Enfin, les rencontres avec les agriculteurs ont été pour moi une grande source d’échanges sur l’agriculture wallonne. En acceptant de me recevoir dans leurs exploitations, les agriculteurs ont fait de la dimension humaine de ce travail, une expérience unique au sein du monde agricole. Par la présente, je tiens particulièrement à les remercier pour le temps qu’ils ont accepté de me consacrer. Les agriculteurs participants recevront prochainement une copie des analyses de sol qui ont été réalisées sur leurs parcelles.
 

Synthèse rédigée le 28/10/2011 par Jean-François Cambier, bio-ingénieur en Sciences agronomiques diplômé de l’UCL (Promotion 2011), sur base de son mémoire de fin d’études sous la promotion des Pr. Ch. Bielders (UCL ELIE) et Pr. B. Van Wesemael (UCL ELIC) et en collaboration avec l’ASBL Greenotec.

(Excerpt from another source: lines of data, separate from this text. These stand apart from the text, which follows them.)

PR #77, opened 2024-08-01
feat: add division to `column_operation` and `Div` to `OwnedColumn`

iajoiner:
# Rationale for this change
Division is needed in postprocessing hence we need to add it. Please merge #70 before reviewing this PR or alternatively look at the latest commit.

- add division to `column_operation`
- implement `Div` for `OwnedColumn`

# Are these changes tested?
Yes.

### DIFF
--- a/crates/proof-of-sql/src/base/database/column_operation.rs
+++ b/crates/proof-of-sql/src/base/database/column_operation.rs
@@ -5,7 +5,11 @@ use crate::base::{
     scalar::Scalar,
 };
 use core::fmt::Debug;
-use num_traits::ops::checked::{CheckedAdd, CheckedMul, CheckedSub};
+use num_bigint::BigInt;
+use num_traits::{
+    ops::checked::{CheckedAdd, CheckedDiv, CheckedMul, CheckedSub},
+    Zero,
+};
 use proof_of_sql_parser::intermediate_ast::BinaryOperator;
 
 // For decimal type manipulation please refer to
@@ -102,6 +106,53 @@ pub fn try_multiply_column_types(
     }
 }
 
+/// Determine the output type of a division operation if it is possible
+/// to multiply the two input types. If the types are not compatible, return
+/// an error.
+pub fn try_divide_column_types(
+    lhs: ColumnType,
+    rhs: ColumnType,
+) -> ColumnOperationResult<ColumnType> {
+    if !lhs.is_numeric()
+        || !rhs.is_numeric()
+        || lhs == ColumnType::Scalar
+        || rhs == ColumnType::Scalar
+    {
+        return Err(ColumnOperationError::BinaryOperationInvalidColumnType {
+            operator: BinaryOperator::Division,
+            left_type: lhs,
+            right_type: rhs,
+        });
+    }
+    if lhs.is_integer() && rhs.is_integer() {
+        // We can unwrap here because we know that both types are integers
+        return Ok(lhs.max_integer_type(&rhs).unwrap());
+    }
+    let left_precision_value = lhs.precision_value().expect("Numeric types have precision") as i16;
+    let right_precision_value = rhs.precision_value().expect("Numeric types have precision") as i16;
+    let left_scale = lhs.scale().expect("Numeric types have scale") as i16;
+    let right_scale = rhs.scale().expect("Numeric types have scale") as i16;
+    let raw_scale = (left_scale + right_precision_value + 1_i16).max(6_i16);
+    let precision_value: i16 = left_precision_value - left_scale + right_scale + raw_scale;
+    let scale = i8::try_from(raw_scale).map_err(|_| {
+        ColumnOperationError::DecimalConversionError(DecimalError::InvalidScale(raw_scale))
+    })?;
+    let precision = u8::try_from(precision_value)
+        .map_err(|_| {
+            ColumnOperationError::DecimalConversionError(DecimalError::InvalidPrecision(
+                precision_value.to_string(),
+            ))
+        })
+        .and_then(|p| {
+            Precision::new(p).map_err(|_| {
+                ColumnOperationError::DecimalConversionError(DecimalError::InvalidPrecision(
+                    p.to_string(),
+                ))
+            })
+        })?;
+    Ok(ColumnType::Decimal75(precision, scale))
+}
+
 /// Try to add two slices of the same length.
 ///
 /// We do not check for length equality here. However, we do check for integer overflow.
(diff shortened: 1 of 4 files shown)


crates/proof-of-sql/src/base/database/column_operation.rs
```diff
@@ -398,6 +507,61 @@ where
     ))
 }
 
+/// Divide an owned column by another.
+///
+/// We do not check for length equality here
```
JayWhite2357, line 512: Can you document the behavior that this gives. (i.e. rounding, precision, scale, divide by zero, etc.)
Can you also add a note of what this is intended to mirror comes from?

crates/proof-of-sql/src/base/scalar/mont_scalar.rs
```diff
@@ -187,7 +190,14 @@ impl<T: MontConfig<4>> From<[u64; 4]> for MontScalar<T> {
         Self(Fp::new(ark_ff::BigInt(value)))
     }
 }
-
+impl<T: MontConfig<4>> From<MontScalar<T>> for BigInt {
+    fn from(val: MontScalar<T>) -> Self {
+        println!("val: {:?}", val.0);
+        let raw: [u8; 32] = bytemuck::cast(val.0 .0 .0);
```
JayWhite2357, line 196: Use `Into<[u64; 4]>`.

iajoiner: @JayWhite2357 Of course! That was taken care of in #78.

crates/proof-of-sql/src/base/database/column_operation.rs
iajoiner: Sure!

crates/proof-of-sql/src/base/database/column_operation.rs
```diff
@@ -398,6 +505,63 @@ where
...
+///   - new_scale = max(6, right_precision + left_scale + 1)
+///   - new_precision = left_precision - left_scale + right_scale + new_scale
+pub(crate) fn try_divide_decimal_columns<S, T0, T1>(
+    lhs: &[T0],
+    rhs: &[T1],
+    left_column_type: ColumnType,
+    right_column_type: ColumnType,
+) -> ColumnOperationResult<(Precision, i8, Vec<S>)>
+where
+    S: Scalar + core::convert::From<T0> + core::convert::From<T1>,
```
JayWhite2357, line 524: This would result in bypassing `Scalar` conversions if `lhs` and `rhs` are integers:
```suggestion
    S: Scalar,
    T0: Into<BigInt>,
    T1: Into<BigInt>,
```

crates/proof-of-sql/src/base/database/column_operation.rs
```diff
@@ -398,6 +505,63 @@ where
...
+        .expect("numeric columns have precision");
+    let new_scale = new_column_type.scale().expect("numeric columns have scale");
+    let lhs_scale = left_column_type
+        .scale()
+        .expect("numeric columns have scale");
+    let rhs_scale = right_column_type
+        .scale()
+        .expect("numeric columns have scale");
+    let res: Vec<S> = (0..len)
+        .map(|i| -> ColumnOperationResult<S> {
```
JayWhite2357, line 541: NIT: Since `i` is only indexing the `lhs` and `rhs`, you could do this:
```suggestion
    let res: Vec<S> = lhs.iter().zip(rhs)
        .map(|(l, r)| -> ColumnOperationResult<S> {
```

crates/proof-of-sql/src/base/database/column_operation.rs
```diff
@@ -256,6 +322,47 @@ where
...
+/// Divide one slice by another of the same length, casting the left slice to the type of the right slice.
+///
+/// We do not check for length equality here
+pub(super) fn try_divide_slices_left_upcast<SmallerType, LargerType>(
+    lhs: &[SmallerType],
+    rhs: &[LargerType],
+) -> ColumnOperationResult<Vec<LargerType>>
+where
+    SmallerType: Copy + Debug,
+    LargerType: From<SmallerType> + CheckedDiv<Output = LargerType> + Copy + Debug,
```
JayWhite2357, line 334: NIT:
```suggestion
    SmallerType: Copy + Debug + Into<LargerType>,
    LargerType: CheckedDiv<Output = LargerType> + Copy + Debug,
```

crates/proof-of-sql/src/base/database/column_operation.rs
```diff
@@ -256,6 +322,47 @@ where
...
+/// Divide one slice by another of the same length, casting the right slice to the type of the left slice.
+///
+/// We do not check for length equality here
+pub(super) fn try_divide_slices_right_upcast<SmallerType, LargerType>(
+    lhs: &[LargerType],
+    rhs: &[SmallerType],
+) -> ColumnOperationResult<Vec<LargerType>>
+where
+    SmallerType: Copy + Debug,
+    LargerType: From<SmallerType> + CheckedDiv<Output = LargerType> + Copy + Debug,
```
JayWhite2357, line 355: NIT:
```suggestion
    SmallerType: Copy + Debug + Into<LargerType>,
    LargerType: CheckedDiv<Output = LargerType> + Copy + Debug,
```

JayWhite2357 (changes requested):
Looks good. A few minor changes that I would like to see and then I'll approve.

crates/proof-of-sql/src/base/database/column_operation.rs
iajoiner: @JayWhite2357 If they are both integers we shouldn't even use this function.

crates/proof-of-sql/src/base/database/column_operation.rs
```diff
@@ -398,6 +505,63 @@ where
...
+    let res: Vec<S> = (0..len)
+        .map(|i| -> ColumnOperationResult<S> {
+            let lhs_bigint = Into::<BigInt>::into(S::from(lhs[i]));
+            let rhs_bigint = Into::<BigInt>::into(S::from(rhs[i]));
+            if rhs_bigint.is_zero() {
+                return Err(ColumnOperationError::DivisionByZero);
+            }
+            let applied_scale = rhs_scale - lhs_scale + new_scale;
+            let new_bigint = if applied_scale >= 0 {
+                let applied_scale_factor = BigInt::from(10).pow(applied_scale as u32);
```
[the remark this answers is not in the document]
iajoiner: Yup.

crates/proof-of-sql/src/base/database/column_operation.rs
iajoiner: Right. We should implement `From` as opposed to `Into` but when it comes to type bounds we want to use `Into` instead since `From` implies `Into`.

crates/proof-of-sql/src/base/database/column_operation.rs
JayWhite2357: But if one of them are, we do, right?

JayWhite2357 (approved):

Références bibliographiques

CAMBIER J.-F. (2011). Impact des techniques culturales sur l’évolution du taux de carbone organique du sol : approche pairée dans la province du Hainaut, Belgique. Mémoire de fin d’études (année académique 2010-2011) présenté en vue de l’obtention du diplôme de bio-ingénieur en sciences agronomiques à l’Université catholique de Louvain, Faculté d’Ingénierie biologique, agronomique et environnementale, Earth & Life Institute, Environmental Sciences. Louvain-la-Neuve, B. : UCL ELIE, 111 p. + annexes.

D'HAENE K., SLEUTEL S., DE NEVE S., GABRIËLS D. ET HOFMAN G. (2009). The effect of reduced tillage agriculture on carbon dynamics in silt loam soils. Nutrient Cycling in Agroecosystems, 84(3):249_265.

LABREUCHE J., LE SOUDER C., CASTILLON P., OUVRY J.-F., REAL B., GERMON J.-C. ET DE TOURDONNET, S. (2007). Evaluation des impacts environnementaux des techniques culturales sans labour (TCSL) en France. Parties I et II : La pratique des TCSL en France. ADEME.